I grew alot of it last year. It seemed more along the line of hickory king.
I don't like sweet corn so it was good for me, but not the rest of the family. It was especially good roasted. 
It also made great homemade cornmeal.

Don


----------



## debbiekatiesmom (Feb 24, 2009)

i, too, have eaten hickory king years ago and liked it. made great cream corn. my ex-fil used to have meal made from it. i believe you can make hominy from it also.


----------



## Randy Rooster (Dec 14, 2004)

I bought some of the truckers white through shumways and hope to grow it for livestock and bird feed- we shall see what the deer and racoons think about the idea


----------



## deaconjim (Oct 31, 2005)

My dad grew TF when I was a kid, and we loved it.


----------



## bak2tn (Dec 19, 2007)

I am growing it this year to replace hickory king for my cornmeal. My grinder tends to jam with the hickory king because it is so large. I bought some untreated seed for truckers favorite and it ground fine. Tastes good as well.
I am also trying painted mountain flour corn as well.


----------



## airmont (Feb 12, 2009)

bak2tn said:


> I am also trying painted mountain flour corn as well.


I tried it here in East Tn also, but the raccoons liked it so much they eliminated the whole crop and left the other corn:flame:


----------



## bak2tn (Dec 19, 2007)

airmont said:


> I tried it here in East Tn also, but the raccoons liked it so much they eliminated the whole crop and left the other corn:flame:


Sorry to hear that. Might have to get a solar fence charger.


----------



## manygoatsnmore (Feb 12, 2005)

Bumping this thread to ask: Is Trucker's Favorite White Corn a hybrid or OP? I find it listed both ways and am confused. I just bought some from Henry Fields on their $25 off coupon ( just pay shipping), and am not sure if I can save seed and have it grow true next year.


----------



## geo in mi (Nov 14, 2008)

manygoatsnmore said:


> Bumping this thread to ask: Is Trucker's Favorite White Corn a hybrid or OP? I find it listed both ways and am confused. I just bought some from Henry Fields on their $25 off coupon ( just pay shipping), and am not sure if I can save seed and have it grow true next year.

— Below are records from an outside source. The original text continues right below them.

PR #49, opened 2020-03-06
Add retry decorator for critical commands

yashvardhannanavati:


iib/workers/config.py
```diff
@@ -29,6 +29,7 @@ class Config(object):
     # Don't allow the worker to fetch more messages than it can handle at a time. This is so that
     # other tasks aren't starved. This will only be useful once more workers are enabled.
     worker_prefetch_multiplier = 1
+    worker_total_retries = 5
```
mprahl: The `worker_`  prefix is reserved for the Celery worker library configuration. Please use the `iib_` prefix and alphabetize it.

iib/workers/tasks/utils.py
```diff
@@ -25,6 +28,35 @@ def get_image_labels(pull_spec):
...
 
+def retry(
+    retries=worker_config.worker_total_retries, wait_on=Exception, logger=None,
+):
+    """Retry a section of code until success or max retries is reached."""
+
+    def wrapper(function):
+        @functools.wraps(function)
+        def inner(*args, **kwargs):
+            max_retries = retries
```
mprahl:
```suggestion
            remaining_attempts = retries
```

iib/workers/tasks/utils.py
```diff
@@ -25,6 +28,35 @@ def get_image_labels(pull_spec):
     return skopeo_inspect(full_pull_spec).get('Labels', {})
 
 
+def retry(
+    retries=worker_config.worker_total_retries, wait_on=Exception, logger=None,
+):
+    """Retry a section of code until success or max retries is reached."""
```
mprahl: Documenting the parameters would be nice.

iib/workers/tasks/utils.py
```diff
@@ -25,6 +28,35 @@ def get_image_labels(pull_spec):
...
+                except wait_on as e:
+                    max_retries -= 1
+                    if max_retries <= 0:
+                        if logger is not None:
+                            logger.exception(
+                                'The maximum number of retries (%s) have failed', retries
+                            )
+                        raise
+                    if logger is not None:
+                        logger.warning('Exception %r raised from %r.  Retrying now', e, function)
```
mprahl:
```suggestion
                        logger.warning('Exception %r raised from %r.  Retrying now', e, f'{function.__module__}.{function.__name__}')
```

iib/workers/tasks/utils.py
```diff
@@ -25,6 +28,35 @@ def get_image_labels(pull_spec):
     return skopeo_inspect(full_pull_spec).get('Labels', {})
 
 
+def retry(
+    retries=worker_config.worker_total_retries, wait_on=Exception, logger=None,
```
mprahl: If `retries` is 5, I would expect the function to be executed a maximum of 6 times (1 attempt + 5 retries). In the code below, it will only execute it 5 times.

Maybe you can change `retries` to `attempts` to make this less confusing.

iib/workers/config.py
mprahl: Could you please document this in the read me?

iib/workers/tasks/utils.py
mprahl: To avoid a global variable, you can do the following. `get_worker_config` will be executed only once when the module is imported this approach.

```suggestion
    retries=get_worker_config().worker_total_retries, wait_on=Exception, logger=None,
```

tests/test_workers/test_tasks/test_build.py
```diff
@@ -260,6 +260,29 @@ def test_push_image(mock_si, mock_run_cmd, mock_glps, schema_version):
         mock_run_cmd.assert_called_once()
 
 
+@mock.patch('iib.workers.tasks.build.run_cmd')
+def test_fix_schema_version_fail_retry_success(mock_run_cmd):
+
```
mprahl:
```suggestion
```

tests/test_workers/test_tasks/test_build.py
```diff
@@ -260,6 +260,29 @@ def test_push_image(mock_si, mock_run_cmd, mock_glps, schema_version):
...
+    build._fix_schema_version(destination)
+
+    skopeo_args = mock_run_cmd.mock_calls[1][1][0]
+    assert skopeo_args == ['skopeo', 'copy', '--format', 'v2s2', destination, destination]
+    assert mock_run_cmd.call_count == 2
+
+
+@mock.patch('iib.workers.tasks.build.run_cmd')
+def test_fix_schema_version_fail_max_retries(mock_run_cmd):
+
```
mprahl:
```suggestion
```

iib/workers/tasks/build.py
```diff
@@ -411,10 +428,7 @@ def _push_image(request_id, arch):
             'fixing it with skopeo.',
             destination,
         )
-        run_cmd(
-            ['skopeo', 'copy', '--format', 'v2s2', destination, destination],
-            exc_msg=f'Failed to fix the manifest schema version on {destination}',
-        )
+        _fix_schema_version(destination)
```
mprahl: Could you please change the `_push_image` test so that it mocks out `_fix_schema_version` and create a new test for `_fix_schema_version`? This makes it so that the test for `_push_image`  is not reliant on the way `_fix_schema_version` and it makes the tests less brittle and more independent.

tests/test_workers/test_tasks/test_build.py
```diff
@@ -260,6 +260,29 @@ def test_push_image(mock_si, mock_run_cmd, mock_glps, schema_version):
...
 
 
+@mock.patch('iib.workers.tasks.build.run_cmd')
+def test_fix_schema_version_fail_retry_success(mock_run_cmd):
+
+    mock_run_cmd.side_effect = [IIBError('Something went wrong'), None]
+    destination = 'some_destination'
+    build._fix_schema_version(destination)
+
+    skopeo_args = mock_run_cmd.mock_calls[1][1][0]
```
mprahl: This line and the one below can be removed since this is already tested elsewhere. You just need to test that `run_cmd` was called twice to test the retry.

tests/test_workers/test_tasks/test_build.py
```diff
@@ -260,6 +260,29 @@ def test_push_image(mock_si, mock_run_cmd, mock_glps, schema_version):
         mock_run_cmd.assert_called_once()
 
 
+@mock.patch('iib.workers.tasks.build.run_cmd')
+def test_fix_schema_version_fail_retry_success(mock_run_cmd):
```
mprahl: My preference is to test the retry decorator on its own rather than test individual functions that use the retry decorator. The reason is that once the `_fix_schema_version` function is removed, this test will get deleted along with it. It also makes the tests more independent.

For example (untested):
```python
def test_retry():
    mock_func = mock.Mock()

    @retry(retries=3, wait_on=IIBError)
    def _func_to_retry():
        mock_func()
        raise IIBError('Some error')

    with pytest.raises(IIBError, match='Some error'):
        _func_to_retry()

    assert mock_func.call_count == 4
```

tests/test_workers/test_tasks/test_build.py
yashvardhannanavati: Yup, but now that we have separate tests, the right place for these lines would be here right?

README.md
```diff
@@ -153,6 +153,8 @@ The custom configuration options for the Celery workers are listed below:
   `{registry}/iib-build:{request_id}`.
 * `iib_log_level` - the Python log level for `iib.workers` logger. This defaults to `INFO`.
 * `iib_registry` - the container registry to push images to (e.g. `quay.io`).
+* `iib_worker_total_attempts` - the total number of attempts to make at trying a function before erroring
```
mprahl:
```suggestion
* `iib_worker_total_attempts` - the total number of attempts to make at trying a function relating to the container registry before erroring
```

iib/workers/config.py
```diff
@@ -15,6 +15,7 @@ class Config(object):
     iib_image_push_template = '{registry}/iib-build:{request_id}'
     iib_log_level = 'INFO'
     iib_required_labels = {}
+    iib_worker_total_attempts = 5
```
mprahl:
```suggestion
    iib_total_attempts = 5
```

iib/workers/tasks/utils.py
```diff
@@ -1,10 +1,12 @@
 # SPDX-License-Identifier: GPL-3.0-or-later
+import functools
 import json
 import logging
 import subprocess
 
-from iib.exceptions import IIBError
```
mprahl: There is an extra new line now
```suggestion
```

iib/workers/tasks/utils.py
```diff
@@ -25,6 +27,46 @@ def get_image_labels(pull_spec):
...
 
 
+def retry(
+    attempts=get_worker_config().iib_worker_total_attempts, wait_on=Exception, logger=None,
+):
+    """
+    Retry a section of code until success or max retries is reached.
+
+    :param int attempts: the total number of attempts to make before erroring out
+    :param Exception wait_on: the exception on encountering which the function will be retired
```
mprahl:
```suggestion
    :param Exception wait_on: the exception on encountering which the function will be retried
```

iib/workers/tasks/utils.py
```diff
@@ -25,6 +27,46 @@ def get_image_labels(pull_spec):
...
+    :param logging logger: logger to log the messages on
```
mprahl:
```suggestion
    :param logging logger: the logger to log the messages on
```

iib/workers/tasks/utils.py
```diff
@@ -25,6 +27,46 @@ def get_image_labels(pull_spec):
...
+    :raises IIBError: if the maximum retries are reached
```
mprahl:
```suggestion
    :raises IIBError: if the maximum attempts are reached
```

tests/test_workers/test_tasks/test_build.py
```diff
@@ -254,12 +255,30 @@ def test_push_image(mock_si, mock_run_cmd, mock_glps, schema_version):
...
     if schema_version == 1:
-        skopeo_args = mock_run_cmd.mock_calls[1][1][0]
-        assert skopeo_args == ['skopeo', 'copy', '--format', 'v2s2', destination, destination]
+        mock_fsv.assert_called_once_with(destination)
     else:
         mock_run_cmd.assert_called_once()
 
 
+@mock.patch('iib.workers.tasks.build.run_cmd')
+def test_fix_schema_version_fail_retry_success(mock_run_cmd):
```
mprahl:
```suggestion
def test_fix_schema_version(mock_run_cmd):
```

tests/test_workers/test_tasks/test_utils.py
```diff
@@ -55,3 +55,17 @@ def test_skopeo_inspect(mock_run_cmd):
     skopeo_args = mock_run_cmd.call_args[0][0]
     expected = ['skopeo', 'inspect', image]
     assert skopeo_args == expected
+
+
+def test_retry():
```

Some catalogs will list Truckers favorite as a Plant Protected Variety, with the PPV No. listed. It means that it has been given a protected designation by the USDA as a separate variety from all other corns, and can only be sold by, or through the original developer. It is most usually a variety that was found as a mutant of an original, then developed by selection or hybridizing, then backcrossing to form a stable OP variety, original and true to itself. You can save the seeds and replant it next year as you would an OP variety--Legally, you could not offer it for sale. I'm not sure just how long the variety protection lasts, or if it can be renewed like a copyright... See the original law for clarification: http://www.ams.usda.gov/AMSv1.0/getfile?dDocName=STELDEV3002796

geo


----------



## HermitJohn (May 10, 2002)

I think it depends a lot on what you grew up with in your family. I am not all that fond of dent corn 'roastin ears' with very little sweetness. But on other hand I dont like the super sweets that are mostly sugar and very little corn flavor. I like the old OP sweet corns or the old hybrids that are very simular to the OPs. Trouble with the old hybrids is that they get discontinued as newer varieties take their place and you cant save your own seed. 

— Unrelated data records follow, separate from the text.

PR #52, opened 2020-03-09
Add the opm fatal error message to a request's state_reason

mprahl:


iib/workers/tasks/utils.py
```diff
@@ -109,6 +111,15 @@ def run_cmd(cmd, params=None, exc_msg=None):
...
         log.error('The command "%s" failed with: %s', ' '.join(cmd), response.stderr)
-        raise IIBError(exc_msg or 'An unexpected error occurred')
+        if cmd[0] == 'opm':
+            # Caputre the fatal error
+            regex = r'^(?:.+level=fatal .+)(?:error=")(.+)(?:")$'
+            # Start from the last log message since that is often where the failure occurs
+            for msg in reversed(response.stderr.splitlines()):
+                match = re.match(regex, msg)
+                if match:
+                    raise IIBError(f'{exc_msg.rstrip(".")}. The error was: {match.groups()[0]}')
```
yashvardhannanavati: I think you can simply replace `The error was:` with `:`

mprahl: Good suggestion. I made the change.

PR #56, opened 2020-03-26
Add the overwrite_from_index parameter

mprahl:


iib/web/api_v1.py
```diff
@@ -87,6 +112,7 @@ def add_bundles():
         payload.get('add_arches'),
         payload.get('cnr_token'),
         payload.get('organization'),
+        _should_force_overwrite() or payload.get('overwrite_from_index'),
```
lcarva: This seems odd. Won't this allow any authorized users to overwrite the from index image? This seems pretty dangerous.

lcarva: Nevermind. I see that this is done somewhere else.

For corn meal, I much prefer flint corn over dent or flour corns. Flint corns due to hard shell are also quite resistant to pests like ear worm.


----------



## manygoatsnmore (Feb 12, 2005)

I think I found the answer after reading a multitude of websites last night. It seems the original Trucker's Favorite Yellow is an OP dent corn. The Trucker's Favorite Hybrid that I bought (seeds) is a white corn, so it has been crossed with some kind of white corn and IS a hybrid. If the original Trucker's Favorite is one of the parents, it is quite possible that 25% of the seed will revert to the original yellow type, and with future work, would end up as a stable OP crop again. Since I am also growing Golden Bantam, I'll have to isolate by planting dates, in order to keep my Golden Bantam pure. I have neighbors that grow corn, but they are 1/4 mile or more away, so hopefully, it will be enough. 

Problem is that I also want to grow a couple of su hybrids - If I understand it right, I can grow them with any corn without affecting the taste of this year's corn. If I grow the su2, supersweets, any pollination from my OP or su corn would result in nasty tasting corn THIS year (from the su2 corn). Of course, in order to be able to grow my Golden Bantam and save seed, I will still have to carefully isolate by maturity date, and even that is iffy, as it seems that no matter when I plant, all my corn seems to want to ripen at the same time. So many dilemmas!

eta: Crud, did MORE reading and it seems there is a Trucker's Favorite OP WHITE corn, too. I'm even more confused than I was starting out. :help:


----------



## Fae (Mar 9, 2005)

I have not planted it(not enough room) but my DD owns a feed store here in lower Alabama and they sell a lot of it every year.


----------



## Sonshine (Jul 27, 2007)

Like another poster stated, it depends on what you grew up with. I like it as cream corn, but DH prefers a sweeter corn. I'm not sure about where you live, but I know it grows well in Alabama. We're going to be trying it here in Georgia this year.


----------



## HermitJohn (May 10, 2002)

manygoatsnmore said:


> eta: Crud, did MORE reading and it seems there is a Trucker's Favorite OP WHITE corn, too. I'm even more confused than I was starting out. :help:


The Truckers Favorite I am familiar with is a white dent OP corn. But I have run into Golden Bantam "hybrid" sweet corn even though Golden Bantam is OP. Looks same so perhaps "hybrid" in the name is some kind of sales hype??? and its just plain old Golden Bantam???


----------